WHAT YOU WILL DO -> Nothing but an exact copy of the records is expected here.

------------------------

PR #151, opened 2021-07-17
Link to `stable` docs instead of `latest`

AlexandruGG:
This PR updates the links in the README to link to the `stable` version of the docs (last release), instead of `latest` (what's in `master`).


AlexandruGG:
@drupol I noticed that the docs get updated as soon as we merge into `master`, but I think that from the README we should link to the `stable` version (last release).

------------------------

ANSWER BOX ->
PR #151, opened 2021-07-17
Link to `stable` docs instead of `latest`

AlexandruGG:
This PR updates the links in the README to link to the `stable` version of the docs (last release), instead of `latest` (what's in `master`).


AlexandruGG:
@drupol I noticed that the docs get updated as soon as we merge into `master`, but I think that from the README we should link to the `stable` version (last release).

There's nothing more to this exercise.